Wichtig für die Vorbereitung: Bei Recruitelle laufen alle Bewerbungen direkt bei dir ein. Du bleibst der Arbeitgeber, du wählst aus und stellst an, der Vertrag läuft zwischen dir und der Person. Abgerechnet wird der Aufwand für die Prozessarbeit, nach Aufwand als Stundensatz oder als fester Wochen-Retainer, planbar und transparent. Den konkreten Preis legen wir im Erstgespräch fest. Das hat einen praktischen Effekt fürs Erstgespräch: Die Wahl der Person richtet sich allein nach der Passung. Klär für dich vorab, ob du eher planbare laufende Kosten willst oder ein abgegrenztes Paket für eine einzelne Suche.
Die zweite Investition ist deine eigene Zeit. Recruiting kommt gut voran, wenn der Partner sucht und ihr zügig zurückmeldet. Überleg vorher, wer bei euch Bewerbungen sichtet, wie schnell ihr Interviews vergeben könnt und wer am Ende entscheidet. Wenn diese Personen im Gespräch schon benannt sind, läuft der Prozess von Anfang an rund.
4. Wie euer Prozess heute läuft
Ein Recruiting-Partner steigt in einen bestehenden Ablauf ein und ergänzt ihn dort, wo es hilft.

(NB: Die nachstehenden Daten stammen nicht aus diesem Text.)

PR #59, opened 2018-05-23
[#48] Add configurations, read from the file

vrom911:
Things to do
- [x] Handle `[GhcVer]` from the custom configurations
- [x] Add new instructions to the `README` explaining how configs should work

### DIFF
--- a/src/Summoner.hs
+++ b/src/Summoner.hs
@@ -1,6 +1,7 @@
 module Summoner
        ( module Summoner.Ansi
        , module Summoner.CLI
+       , module Summoner.Config
        , module Summoner.Default
        , module Summoner.License
        , module Summoner.Process
@@ -12,6 +13,7 @@ module Summoner
 
 import Summoner.Ansi
 import Summoner.CLI
+import Summoner.Config
 import Summoner.Default
 import Summoner.License
 import Summoner.Process
--- a/src/Summoner.hs
+++ b/src/Summoner.hs
@@ -9,6 +9,7 @@ module Summoner
        , module Summoner.ProjectData
        , module Summoner.Question
        , module Summoner.Template
+       , module Summoner.Validation
        ) where
 
 import Summoner.Ansi
@@ -21,3 +22,4 @@ import Summoner.Project
 import Summoner.ProjectData
 import Summoner.Question
 import Summoner.Template
+import Summoner.Validation
--- a/src/Summoner/CLI.hs
+++ b/src/Summoner/CLI.hs
@@ -16,12 +16,14 @@ import Options.Applicative (Parser, ParserInfo, command, execParser, flag, fullD
                             strArgument, strOption, subparser)
 import Options.Applicative.Help.Chunk (stringChunk)
 import System.Directory (doesFileExist, getHomeDirectory)
+import System.FilePath ((</>))
 
 import Summoner.Ansi (boldText)
 import Summoner.Config (ConfigP (..), PartialConfig, defaultConfig, finalise, loadFileConfig)
 import Summoner.Default (endLine)
 import Summoner.Project (generateProject)
 import Summoner.ProjectData (Decision (..))
+import Summoner.Validation (Validation (..))
 
 import qualified Data.Text as T
 
@@ -36,30 +38,27 @@ summon = execParser prsr >>= runWithOptions
 runWithOptions :: InitOpts -> IO ()
 runWithOptions (InitOpts projectName cliConfig maybeFile) = do
     file <- case maybeFile of
-        Nothing -> getHomeDirectory >>= pure . (++ "/summoner.toml")
+        Nothing -> (</> "summoner.toml") <$> getHomeDirectory
         Just x  -> pure x
     isFile <- doesFileExist file
-    config <-
-        if isFile then do
-            parsedFile <- loadFileConfig file
-            case parsedFile of
-                Left msg -> do
-                    putStrLn $ "Couldn't parse file " ++ file ++ ": " ++ show msg
-                    putStrLn "Using default config.."
-                    pure defaultConfig
-                Right conf -> pure $ defaultConfig <> conf
-        else pure defaultConfig
-     -- get the final config
-    let globalConfig = case finalise (config <> cliConfig) of
-             Left msg -> error $ T.unpack msg
-             Right c  -> c
+    fileConfig <-
+        if isFile
+        then loadFileConfig file
+        else pure mempty
+    -- union all possible configs
+    let unionConfig = defaultConfig <> fileConfig <> cliConfig
+    -- get the final config
+    let finalConfig = case finalise unionConfig of
+             Failure msgs -> error $ T.unpack $ T.intercalate "\n" msgs
+             Success c    -> c
     -- Generate the project.
-    generateProject projectName globalConfig
+    generateProject projectName finalConfig
 
     boldText "\nJob's done\n"
 
 -- | Initial parsed options from cli
-data InitOpts = InitOpts Text PartialConfig (Maybe FilePath)   -- ^ Includes the project name and target options.
+data InitOpts = InitOpts Text PartialConfig (Maybe FilePath)
+    -- ^ Includes the project name, config from the CLI and possible file where custom congifs are.
 
 targetsP ::  Decision -> Parser PartialConfig
 targetsP d = do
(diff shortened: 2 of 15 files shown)


src/Summoner/Config.hs
```diff
@@ -0,0 +1,170 @@
...
+    <*> pure cAppVey
+    <*> pure cPrivate
+    <*> pure cScript
+    <*> pure cLib
+    <*> pure cExe
+    <*> pure cTest
+    <*> pure cBench
+    <*> fin  "ghcVersions" cGhcVer
+  where
+    fin name = maybe (Left $ "Missing field: " <> name) Right . getLast
```
ChShersh: Actually, this is an interesting piece of code. `Applicative` instance for `Either` works in that way that it fails on first error and returns only single error to user. But it would be much more convenient to tell all absent fields at once. This actually already exist in Haskell world. There's data type called [`Validation`](https://hackage.haskell.org/package/either-5/docs/Data-Either-Validation.html#t:Validation). It's like `Either` (just different constructor names). But it has slightly more interesting [`applicative instance`](https://hackage.haskell.org/package/either-5/docs/src/Data.Either.Validation.html#line-57). It accumulates all errors. So we can copy-paste `Validation` to us and this instance and just use it here instead of `Either` to output multiple errors to user regarding absent fields!

src/Summoner/Config.hs
```diff
@@ -0,0 +1,170 @@
...
+
+-- | Read configuration from the given file and return it in data type.
+loadFileConfig :: MonadIO m => FilePath -> m (Either Toml.EncodeException PartialConfig)
+loadFileConfig filePath = liftIO $ TIO.readFile filePath >>= pure . Toml.encode configT
```
ChShersh: I think you can just use `throwIO` here instead of returning `Either`. If there's error in configuration we don't want to skip this file, we want to throw exception. This also will simplify code a bit in `main`.

src/Summoner/Project.hs
```diff
@@ -198,3 +133,23 @@ generateProject projectName Targets{..} = do
         "git" ["add", "."]
         "git" ["commit", "-m", "Create the project"]
         "git" ["push", "-u", "origin", "master"]
+
+    categoryText :: Text
```
ChShersh: Cool idea to move this under `where`. 
You get the joke?) under `where` is like _underwear_ :joy:

src/Summoner/ProjectData.hs
```diff
@@ -1,12 +1,22 @@
+{-# LANGUAGE DeriveAnyClass #-}
+{-# LANGUAGE DeriveGeneric  #-}
+{-# LANGUAGE InstanceSigs   #-}
```
ChShersh: I think `DeriveGeneric` and `InstanceSigs` should be put into default extensions safely.

src/Summoner/CLI.hs
```diff
@@ -31,27 +34,55 @@ summon = execParser prsr >>= runWithOptions
 
 -- | Run 'hs-init' with cli options
 runWithOptions :: InitOpts -> IO ()
-runWithOptions (InitOpts projectName targets) = do
-     -- Generate the project.
-    generateProject projectName targets
+runWithOptions (InitOpts projectName cliConfig maybeFile) = do
+    file <- case maybeFile of
```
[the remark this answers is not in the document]
vrom911: I'm agree with adding it after so many stupid imports..

src/Summoner.hs
```diff
@@ -1,6 +1,7 @@
 module Summoner
        ( module Summoner.Ansi
        , module Summoner.CLI
+       , module Summoner.Config
        , module Summoner.Default
```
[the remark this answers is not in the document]
vrom911: Yes, it should be

src/Summoner/Config.hs
```diff
@@ -0,0 +1,170 @@
...
+{-# LANGUAGE DeriveAnyClass       #-}
+{-# LANGUAGE DeriveGeneric        #-}
+{-# LANGUAGE FlexibleContexts     #-}
+{-# LANGUAGE FlexibleInstances    #-}
+{-# LANGUAGE KindSignatures       #-}
+{-# LANGUAGE StandaloneDeriving   #-}
+{-# LANGUAGE TypeFamilies         #-}
+{-# LANGUAGE TypeOperators        #-}
+{-# LANGUAGE TypeSynonymInstances #-}
+{-# LANGUAGE UndecidableInstances #-}
```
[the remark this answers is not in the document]
vrom911: 😆

src/Summoner/CLI.hs
```diff
@@ -31,27 +36,52 @@ summon = execParser prsr >>= runWithOptions
...
+        Nothing -> (</> "summoner.toml") <$> getHomeDirectory
```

Je klarer du beschreibst, wie es heute läuft, desto schneller findet er die Stelle, an der es hakt. Oft liegt der Punkt beim Sichten der Bewerbungen, das in einem ausgelasteten Team liegen bleibt.
- Wer schaut sich Bewerbungen an, und wie viele Tage dauert das aktuell?

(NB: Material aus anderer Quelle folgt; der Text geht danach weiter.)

PR #68, opened 2018-05-26
[#38] Add option for default extensions in config

### LINKED ISSUE #38: Add some default-extensions
Often people want to have some `default-extensions` inside their `.cabal` file. I'm not sure how interface should look like because not everyone likes `default-extensions` and not eveyryone agrees on which extensions should be enabled by default.

vrom911:
Resolves #38

### DIFF
--- a/src/Summoner/Config.hs
+++ b/src/Summoner/Config.hs
@@ -60,6 +60,7 @@ data ConfigP (p :: Phase) = Config
     , cBench          :: Decision
     , cPreludePackage :: Last Text
     , cPreludeModule  :: Last Text
+    , cExtensions     :: [Text]
     } deriving (Generic)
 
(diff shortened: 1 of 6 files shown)


src/Summoner/Config.hs
```diff
@@ -136,6 +139,9 @@ configT = Config
     license :: Key -> BiToml License
     license =  dimapBijection unLicense License . Toml.str
 
+    extensions :: Key -> BiToml [Text]
+    extensions = dimapBijection Just (fromMaybe []) . Toml.maybeP (Toml.arrayOf Toml.strV)
```
ChShersh: `maybeToMonoid` is one character lower than `(fromMaybe [])` :slightly_smiling_face:

PR #72, opened 2018-05-27
[#67] Add Answer data type

### LINKED ISSUE #67: Support "Y" and "yes" and similar, not only 'y' and 'n' as answers
Basically we should create data type like this:

```haskell
data Answer = Yes | No
```

And then write custom parser for this type.

vrom911:
Resolves #67

### DIFF
--- a/src/Summoner/Project.hs
+++ b/src/Summoner/Project.hs
@@ -12,53 +12,25 @@ import NeatInterpolation (text)
 import System.Info (os)
 import System.Process (readProcess)
 
-import Summoner.Ansi (Color (..), beautyPrint, bold, infoMessage, italic, setColor, skipMessage,
-                      successMessage, warningMessage)
+import Summoner.Ansi (infoMessage, successMessage, warningMessage)
 import Summoner.Config (Config, ConfigP (..))
 import Summoner.Default (currentYear, defaultGHC)
 import Summoner.License (License (..), customizeLicense, githubLicenseQueryNames, licenseNames)
 import Summoner.Process ()
 import Summoner.ProjectData (CustomPrelude (..), Decision (..), ProjectData (..), parseGhcVer,
                              showGhcVer, supportedGhcVers)
-import Summoner.Question (checkUniqueName, choose, query, queryDef, queryManyRepeatOnFail)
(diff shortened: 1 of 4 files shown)


src/Summoner/Project.hs
```diff
@@ -12,36 +12,26 @@ import NeatInterpolation (text)
...
-            "y" -> trueMessage  target
-            "n" -> falseMessage target
-            _   -> error "Impossible happened"
-
-trueMessage, falseMessage :: Text -> IO Bool
-trueMessage  target = True  <$ successMessage (T.toTitle target <> " will be added to the project")
-falseMessage target = False <$ skipMessage (T.toTitle target <> " won't be added to the project")
-
+    Yes -> True  <$ trueMessage  target
+    Nop -> False <$ falseMessage target
```
ChShersh: I see that you do `True <$` and `False <$` for every use site of `trueMessage` and `falseMessage`. Earlier `trueMessage` was written like `True <$ successMessage ... smth ...`. Maybe I'm missing something. But is there reason to make return types of `trueMessage` and `falseMessage` be `IO ()` instead of previous `IO Bool`?

src/Summoner/Question.hs
```diff
@@ -43,6 +50,27 @@ choose question choices = do
            errorMessage "This wasn't a valid choice."
            choose question choices
 
+chooseYesNo :: Text -- ^ target
+            -> IO a -- ^ action for 'Y' answer
+            -> IO a -- ^ action for 'N' answer
```
ChShersh: Nice solution with using `IO` actions as arguments for this function! Really high-level interface :+1:

src/Summoner/Project.hs
vrom911: The reason is that I'm using it in the `chooseYesNo` where return type is `IO a` not `IO Bool`.. But probably I just need to write separate functions for messages itself..

ChShersh: @vrom911 I see. But in `chooseYesNo` function you wrote like this:

```haskell
trueMessage target >> yesDo
```

Since you use `>>` it doesn't matter what is the return type of `trueMessage`. Probably you wrote just `true` and `falseMessage` earlier and saw type errors, but after you refactored, compiler didn't warn you that you can return types back. I think it should work if you make type as `IO Bool`.

PR #79, opened 2018-05-28
[#74] Add showTree function

### LINKED ISSUE #74: Print hierarchy tree on project creating

vrom911:
Resolves #74

### DIFF
--- a/src/Summoner/Tree.hs
+++ b/src/Summoner/Tree.hs
@@ -1,6 +1,9 @@
+{-# LANGUAGE ViewPatterns #-}
+
 module Summoner.Tree
        ( TreeFs (..)
        , traverseTree
+       , showTree
        ) where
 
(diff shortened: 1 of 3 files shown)


src/Summoner/Tree.hs
```diff
@@ -19,3 +22,28 @@ traverseTree (Dir name children) = do
     createDirectoryIfMissing False name
     withCurrentDirectory name $ for_ children traverseTree
 traverseTree (File name content) = writeFile name content
+
+-- | Pretty shows the directory tree content.
+showTree :: TreeFs -> Text
+showTree = unlines . showOne "  " "" ""
```
ChShersh: Nice implementation! Probably we can do better in some future (to make output look like output of `tree` utilitly) but it requires more thinking.. And it's not important now.

PR #81, opened 2018-05-30
UX improvements

vrom911:


src/Summoner/CLI.hs
```diff
@@ -247,11 +247,24 @@ $endLine
...
+ `╲.  ╱╱  (   │  ║
+  ╲.╲╱        │  ║
+  `╰══════════╯
+
+
+
+
+
+
+
```
ChShersh: Maybe these empty lines are redundant and can be replaced with single `$endLine`?

src/Summoner/Template.hs
```diff
@@ -12,6 +12,8 @@ import NeatInterpolation (text)
 import Summoner.Default (defaultGHC, endLine)
 import Summoner.ProjectData (CustomPrelude (..), GhcVer (..), ProjectData (..), baseNopreludeVer,
                              latestLts, showGhcVer)
+import Summoner.Text (packageToModule)
+import Summoner.Text (intercalateMap)
```
ChShersh: These two lines can be joined into single line

src/Summoner/Text.hs
```diff
@@ -0,0 +1,16 @@
...
+       ( packageToModule
+       , intercalateMap
+       ) where
+
+import qualified Data.Text as T
+
+-- | Creates module name from the name of the package
+-- Ex: @my-lovely-project@ — @MyLovelyProject@
+packageToModule :: Text -> Text
+packageToModule = T.concat . map T.toTitle . T.splitOn "-"
```
ChShersh: You can move `headToUpper` function to this module as well and use it here instead of `toTitle`.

- Wie viele Interviewrunden habt ihr, und wer sitzt jeweils dabei?
- Welches Tool oder System nutzt ihr, um Bewerbungen zu verwalten, falls überhaupt eines?
- Wo brechen Kandidaten heute ab? Beim langen Warten, nach dem ersten Gespräch, beim Angebot?
- Was hat bei früheren Besetzungen gut funktioniert, was lief zäher?
Diese Angaben sind die Arbeitsgrundlage. Wenn klar ist, dass eure Stärke gute Interviews sind und die Sichtung der Bewerbungen liegen bleibt, kann ein Partner genau dort einsteigen und den Rest bei euch lassen. So bleibt das Wissen über euren Prozess und eure Pipeline im Haus und wächst mit jeder Besetzung weiter.
Eine kurze Checkliste fürs Gespräch
Wenn du wenig Zeit hast, reicht dieser Kern. Mit diesen Punkten wird das Erstgespräch in der Regel konkret genug, um danach direkt zu starten.
- Liste der offenen Stellen mit Level, Standort, den zwingenden Anforderungen und einem Gehaltsband.
- Eine klare Priorisierung, welche ein bis zwei Stellen zuerst kommen.
- Der echte Grund für die Dringlichkeit und, falls vorhanden, ein hartes Enddatum.
- Eine Vorstellung vom Honorar-Modell, das zu euch passt, und vom Gehaltsbudget.
- Die Namen der Personen, die bei euch sichten, interviewen und entscheiden.
- Eine ehrliche Beschreibung, wo euer Prozess heute hängt.
Du musst nicht alles perfekt beantworten können. Ein guter Partner stellt die fehlenden Fragen ohnehin. Aber je mehr von diesen Punkten du mitbringst, desto mehr Raum bleibt für den eigentlichen Plan: welche Stellen wir zuerst angehen, mit welchem Aufwand und mit welchen ersten Schritten in der nächsten Woche.